- [Saved entries]
PR #561, opened 2026-06-18
Temporarily upper bound pytest as 9.1.0 not compatible with pytest-cases

nhuet:
See https://github.com/smarie/python-pytest-cases/issues/385


nhuet:
Actions seem to work fine without this PR

PR #567, opened 2026-06-29
Update scheduling domain and integrate new generic scheduling problem from d-o

nhuet:
### Update scheduling domain:
- Take into acount time windows and time lags constraints
  - for applicable actions
  - for sgs policies
- Fix time lags definition: no min or max timelag is not equivalent with
  a 0 or max_horizon offset
- Fix cost computation for scheduling domains: take elapsed time into account
- Fix task duration mixins
  - avoid overriding methods if no changes
  - use progress_from in methods having it in signature
  - fix annotations: int/float parameters with default value are not to be
    annotated with `Optional` (which suggests a None value could ok)
- Fix rcpsp_sk:
  - Do not allow None for mandatory arguments
  - Deduce tasks_ids from mandatory arguments
  - Optional None arguments are initialized as empty list or dict if
    needed
- Fix annotations
- Update timewindows definition: drop unused arguments from constructors
- Fix check_if_action_can_be_started() time_since_start when aciton is
  START


pyproject.toml
```diff
@@ -33,6 +33,9 @@ dependencies = [
     "discrete-optimization>=0.5.0",
 ]
 
+[tool.uv.sources]
+discrete-optimization = { git = "https://github.com/airbus/discrete-optimization" }
```
g-poveda: ok, after the new release, we just need to change this and it will work, thanks

g-poveda (approved):

PR #572, opened 2026-07-27
Convert do scheduling problems to skdecide scheduling domains

nhuet:
- Move rcpsp domains inside scheduling subpackage
- Move do->sk scheduling converter to hub/domain/scheduling
- Create generic scheduling domain mimicking d-o generic scheduling problem
- Update do->sk converter to emcompass case of generic scheduling problems
- Use converter in rcpsp_sk_parser
- Add tests


g-poveda (approved):
lgtm

PR #359, opened 2025-11-05
Fix - Add support for multiple AssemblyLoadContexts

derstpal:
Hello,

We are using a Plugin pattern for our dotnet application. Each plugin can use its own GRPC contract in isolation. The contract is loaded inside an AssemblyLoadContext. Plugins also share some common dependencies like protobuf-net.Grpc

- [Instructions to follow]
The word to find is "Optional". Copy every line of the data that holds it.

- [Solution]
    annotated with `Optional` (which suggests a None value could ok)
  - Optional None arguments are initialized as empty list or dict if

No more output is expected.